◆ WORK TASK ◆
Among the entries below, one stretch runs from the line that contains "(diff shortened: 1 of 1 files shown)" through the line that contains "ds-boyce: yep, will do". Repeat that stretch exactly, ends included, and only that.

***** SUPPLIED MATERIAL

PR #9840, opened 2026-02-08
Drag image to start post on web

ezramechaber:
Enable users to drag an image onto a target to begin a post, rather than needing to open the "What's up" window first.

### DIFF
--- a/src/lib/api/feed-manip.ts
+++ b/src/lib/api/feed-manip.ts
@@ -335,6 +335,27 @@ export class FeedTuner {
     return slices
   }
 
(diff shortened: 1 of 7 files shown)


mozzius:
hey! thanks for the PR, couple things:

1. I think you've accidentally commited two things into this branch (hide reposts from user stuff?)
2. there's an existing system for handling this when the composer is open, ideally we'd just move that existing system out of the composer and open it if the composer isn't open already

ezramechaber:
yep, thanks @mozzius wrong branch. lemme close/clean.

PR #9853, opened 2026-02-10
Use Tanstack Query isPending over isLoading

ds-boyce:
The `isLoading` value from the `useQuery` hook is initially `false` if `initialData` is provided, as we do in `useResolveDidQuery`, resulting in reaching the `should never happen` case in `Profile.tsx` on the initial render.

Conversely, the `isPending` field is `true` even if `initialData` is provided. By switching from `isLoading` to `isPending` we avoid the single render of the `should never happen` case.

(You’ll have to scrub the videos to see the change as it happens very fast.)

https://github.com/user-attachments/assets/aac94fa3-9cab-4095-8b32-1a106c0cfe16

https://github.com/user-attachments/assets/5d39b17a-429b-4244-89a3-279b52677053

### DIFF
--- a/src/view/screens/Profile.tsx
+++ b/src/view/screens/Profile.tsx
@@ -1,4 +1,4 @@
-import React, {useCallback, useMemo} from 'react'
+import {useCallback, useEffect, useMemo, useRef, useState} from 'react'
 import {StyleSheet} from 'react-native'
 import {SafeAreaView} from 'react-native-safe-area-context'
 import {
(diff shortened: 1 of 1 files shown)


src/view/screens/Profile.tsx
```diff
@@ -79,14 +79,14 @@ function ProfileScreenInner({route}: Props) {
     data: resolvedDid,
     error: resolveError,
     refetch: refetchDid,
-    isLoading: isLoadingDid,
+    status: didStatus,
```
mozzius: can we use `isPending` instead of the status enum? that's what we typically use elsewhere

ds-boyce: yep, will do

**********
***** SUPPLIED MATERIAL

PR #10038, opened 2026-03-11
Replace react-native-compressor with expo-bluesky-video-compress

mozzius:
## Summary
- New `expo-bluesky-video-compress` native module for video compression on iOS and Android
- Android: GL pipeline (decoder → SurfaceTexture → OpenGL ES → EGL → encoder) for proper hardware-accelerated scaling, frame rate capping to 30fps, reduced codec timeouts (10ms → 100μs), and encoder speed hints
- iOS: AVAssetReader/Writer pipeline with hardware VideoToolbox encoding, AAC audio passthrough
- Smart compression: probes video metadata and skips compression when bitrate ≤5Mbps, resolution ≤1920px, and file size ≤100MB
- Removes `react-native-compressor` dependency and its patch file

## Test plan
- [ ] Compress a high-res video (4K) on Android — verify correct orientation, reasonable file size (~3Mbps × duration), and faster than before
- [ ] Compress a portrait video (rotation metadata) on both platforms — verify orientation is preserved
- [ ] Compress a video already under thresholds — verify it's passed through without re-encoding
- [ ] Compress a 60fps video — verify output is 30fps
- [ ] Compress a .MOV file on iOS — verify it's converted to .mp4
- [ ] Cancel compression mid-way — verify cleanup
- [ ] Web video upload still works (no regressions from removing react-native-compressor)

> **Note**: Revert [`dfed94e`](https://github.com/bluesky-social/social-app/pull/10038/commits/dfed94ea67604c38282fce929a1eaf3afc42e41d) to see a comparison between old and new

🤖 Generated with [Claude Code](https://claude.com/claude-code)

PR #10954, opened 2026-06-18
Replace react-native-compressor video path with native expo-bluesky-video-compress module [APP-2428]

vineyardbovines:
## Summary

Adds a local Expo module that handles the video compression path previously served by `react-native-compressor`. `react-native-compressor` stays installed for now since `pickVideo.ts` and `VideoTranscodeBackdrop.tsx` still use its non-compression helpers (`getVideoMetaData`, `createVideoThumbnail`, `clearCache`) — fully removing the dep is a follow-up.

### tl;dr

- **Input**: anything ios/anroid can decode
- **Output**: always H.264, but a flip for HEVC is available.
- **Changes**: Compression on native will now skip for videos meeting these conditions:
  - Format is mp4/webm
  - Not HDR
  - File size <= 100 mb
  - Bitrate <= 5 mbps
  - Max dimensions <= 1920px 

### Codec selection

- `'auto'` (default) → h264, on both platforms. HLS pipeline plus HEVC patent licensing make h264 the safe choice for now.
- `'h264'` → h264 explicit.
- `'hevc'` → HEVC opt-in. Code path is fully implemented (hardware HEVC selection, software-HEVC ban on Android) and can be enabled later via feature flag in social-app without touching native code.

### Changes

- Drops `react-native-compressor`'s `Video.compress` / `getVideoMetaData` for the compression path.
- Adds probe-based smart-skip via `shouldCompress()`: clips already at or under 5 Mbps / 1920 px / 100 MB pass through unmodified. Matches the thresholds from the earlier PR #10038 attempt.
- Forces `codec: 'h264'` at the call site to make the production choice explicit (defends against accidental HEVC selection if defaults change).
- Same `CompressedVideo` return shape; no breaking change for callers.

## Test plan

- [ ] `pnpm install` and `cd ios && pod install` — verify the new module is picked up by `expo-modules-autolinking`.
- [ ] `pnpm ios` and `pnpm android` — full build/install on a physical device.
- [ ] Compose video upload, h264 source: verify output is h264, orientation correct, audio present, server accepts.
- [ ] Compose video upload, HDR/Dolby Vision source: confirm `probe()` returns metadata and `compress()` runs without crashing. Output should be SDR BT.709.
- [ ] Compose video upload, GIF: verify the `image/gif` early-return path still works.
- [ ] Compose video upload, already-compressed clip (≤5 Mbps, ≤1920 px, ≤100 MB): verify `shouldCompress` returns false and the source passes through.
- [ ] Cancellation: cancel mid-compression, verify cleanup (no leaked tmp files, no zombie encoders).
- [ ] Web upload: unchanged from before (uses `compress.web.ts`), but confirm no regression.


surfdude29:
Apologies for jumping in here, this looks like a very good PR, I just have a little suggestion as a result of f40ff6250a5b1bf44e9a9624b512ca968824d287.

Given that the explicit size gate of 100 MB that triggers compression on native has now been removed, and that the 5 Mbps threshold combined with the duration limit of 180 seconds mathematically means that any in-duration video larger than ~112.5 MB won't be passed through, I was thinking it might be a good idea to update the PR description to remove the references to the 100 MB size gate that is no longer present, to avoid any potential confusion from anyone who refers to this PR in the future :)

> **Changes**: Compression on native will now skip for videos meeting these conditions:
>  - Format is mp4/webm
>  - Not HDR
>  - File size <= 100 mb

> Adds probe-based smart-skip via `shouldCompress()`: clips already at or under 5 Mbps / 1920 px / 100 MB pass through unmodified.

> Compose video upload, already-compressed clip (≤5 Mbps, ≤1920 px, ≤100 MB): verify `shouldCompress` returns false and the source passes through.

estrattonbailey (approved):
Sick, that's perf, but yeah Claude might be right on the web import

**********

◆ RESPONSE TO THE EXERCISE ◆
(diff shortened: 1 of 1 files shown)


src/view/screens/Profile.tsx
```diff
@@ -79,14 +79,14 @@ function ProfileScreenInner({route}: Props) {
     data: resolvedDid,
     error: resolveError,
     refetch: refetchDid,
-    isLoading: isLoadingDid,
+    status: didStatus,
```
mozzius: can we use `isPending` instead of the status enum? that's what we typically use elsewhere

ds-boyce: yep, will do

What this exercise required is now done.